La selezione venne supportata dal reparto di medicina spaziale, reparto che fu introdotto dal comandante delle forze aeree sovietiche, Constantin Vershinin un grande favoreggiatore e sostenitore dell’esplorazione umana dello spazio. Il reparto venne diretto dal professore Vladimir Jasdovski. Più di 3000 piloti vennero visitati accuratamente dalla "commissione per il tema n. 6", (tali denominazioni camufaggio furono necessarie a causa dell’assoluta segretezza di tutto il programma spaziale sovietico) che ridusse la lista di aspiranti cosmonauti a 400. Il recrutamento definitivo venne influenzato pure talle annotazioni nel fascicolo personale dei piloti. Infatti i candidati dovevano avere un "chiaro" rapporto nei confronti del partito nonché una biografia "pulita", cioè priva di alcuna possibilità di scandalo. Infatti solo personaggi con un passato indiscutibile venivano ritenuti idonei per il raggiungimento degli scopi di propaganda collegati al progetto dell’allora regime sovietico.
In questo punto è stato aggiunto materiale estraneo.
PR #154, opened 2018-07-23
REPO-3720 MNT-19825 ImageMagick docker transformer does not take arbi…

alandavis:
…trary command line options.


src/main/java/org/alfresco/repo/content/transform/magick/ImageMagickContentTransformerWorker.java
```diff
@@ -374,7 +378,9 @@ protected void transformRemote(ContentReader reader, ContentWriter writer, Trans
                 "resizeHeight", resizeHeight,
                 "resizePercentage", resizePercentage,
                 "allowEnlargement", allowEnlargement,
-                "maintainAspectRatio", maintainAspectRatio);
+                "maintainAspectRatio", maintainAspectRatio,
+
```
killerboot: An extra line seems to be odd.

alandavis: Added a comment to say why.

PR #155, opened 2018-07-30
REPO-3626:  Add new option class TikaTransformationOptions. 

anechifor:
…We have set to true notExtractBookmarkTest for pdfBox.


src/main/java/org/alfresco/repo/content/transform/TikaPoweredContentTransformer.java
```diff
@@ -223,6 +225,14 @@ protected ParseContext buildParseContext(Metadata metadata, String targetMimeTyp
        }
        return context;
     }
+    
+    protected void buildExtraOptionsforTika(TransformationOptions options)
+    {
+        if (options == null)
+        {
+            options = new TransformationOptions();
```
alandavis: Should this be:  this.options =

alandavis: There is something wrong here. The newly created object is discarded. I think you need to return it from the method and then on the call do:

options = buildExtr...(options);

src/main/java/org/alfresco/repo/content/transform/PdfBoxContentTransformer.java
```diff
@@ -78,6 +79,14 @@ protected ParseContext buildParseContext(Metadata metadata, String targetMimeTyp
...
         return context;
     }
+    
+    @Override
+    protected void buildExtraOptionsforTika(TransformationOptions options)
+    {
+        TikaTransformationOptions tikaOptions = new TikaTransformationOptions();
+        tikaOptions.copyFrom(options);
+        tikaOptions.setNotExtractBookmarksText(true);
+    }
```
alandavis: See next comment about having to return the object.

src/main/java/org/alfresco/repo/content/transform/tika/TikaTransformationOptions.java
```diff
@@ -0,0 +1,63 @@
...
+     * <p/>
+     * The default is <code>false</code>
+     * 
+     * @param notExtractBookmarksText
+     */
+    public void setNotExtractBookmarksText(boolean notExtractBookmarksText)
+    {
+        this.notExtractBookmarksText = notExtractBookmarksText;
+    }
+
```
alandavis: I was expecting to see overridden toMap() and copyFrom() methods.

src/main/java/org/alfresco/repo/content/transform/TikaPoweredContentTransformer.java
```diff
@@ -290,9 +300,27 @@ protected void transformRemote(RemoteTransformerClient remoteTransformerClient,
     {
         String transform = getTransform();
         long timeoutMs = options.getTimeoutMs();
+        String notExtractBookmarksText = null;
+
+        buildExtraOptionsforTika(options);
```
alandavis: I might be wrong, but I don't think this approach is going to work. Don't there need to be toMap and copyFrom methods in the TransformationOptions object? By the time you get here the action service will have thrown away the bits of the map you are using. 

If it does work, I would remove the "forTika" from the name as it might get used in another transformer.

src/main/java/org/alfresco/repo/content/transform/TikaPoweredContentTransformer.java
```diff
@@ -290,9 +308,19 @@ protected void transformRemote(RemoteTransformerClient remoteTransformerClient,
     {
         String transform = getTransform();
         long timeoutMs = options.getTimeoutMs();
+        String notExtractBookmarksText = null;
+
+        if (extractBookmarksText)
+        {
```
alandavis: Is there a ! missing here in the if?

src/main/java/org/alfresco/repo/content/transform/TikaPoweredContentTransformer.java
```diff
@@ -223,6 +231,16 @@ protected ParseContext buildParseContext(Metadata metadata, String targetMimeTyp
...
+    
+    protected TransformationOptions buildExtraOptions(TransformationOptions options)
+    {
+        if (options == null)
+        {
+            options = new TransformationOptions();
+        }
+        
+        return options;
+    }
```
alandavis: Don't think this method is needed any more.

src/main/java/org/alfresco/repo/content/transform/TikaPoweredContentTransformer.java
```diff
@@ -90,6 +91,8 @@
     protected static final String LINE_BREAK = "\r\n";
     public static final String WRONG_FORMAT_MESSAGE_ID = "transform.err.format_or_password";
     
+    private boolean extractBookmarksText = true;
```
alandavis: This instance variable (and all the code that uses it) should be in the sub class PdfBoxContentTransformer.
This will mean that you need to override the transformRemote method just like ArchiveContentTransformer does.

alandavis:
LGTM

I 400 piloti selezionati vennero divisi in gruppi da 20 piloti ed a autunno del 1959 sottoposti ad ulteriori esami medici eseguiti a Mosca. La maggior parte dovette rinunciare alla selezione per carenze di condizione fisica, tanto che alla fine il gruppo era stato ridotto a 30 aspiranti. Dopo ulteriori esami medici il numero venne ulteriormente ridotto a 20, gruppo che successivamente venne presentato al pubblico come primo gruppo cosmonauti della storia dell’Unione Sovietica. Fino a tale momento era rimasta segreta pure per i selezionati la vera ragione della loro scelta, in quanto i responsabili non vollero correre il rischio che tramite l’ufficializzazione dei programmi volti a raggiungere risultati di successo mondiale il più presto possibile fossero stati messi in pericolo la sicurezza nazionale e il prestigio internazionale dell’Unione Sovietica.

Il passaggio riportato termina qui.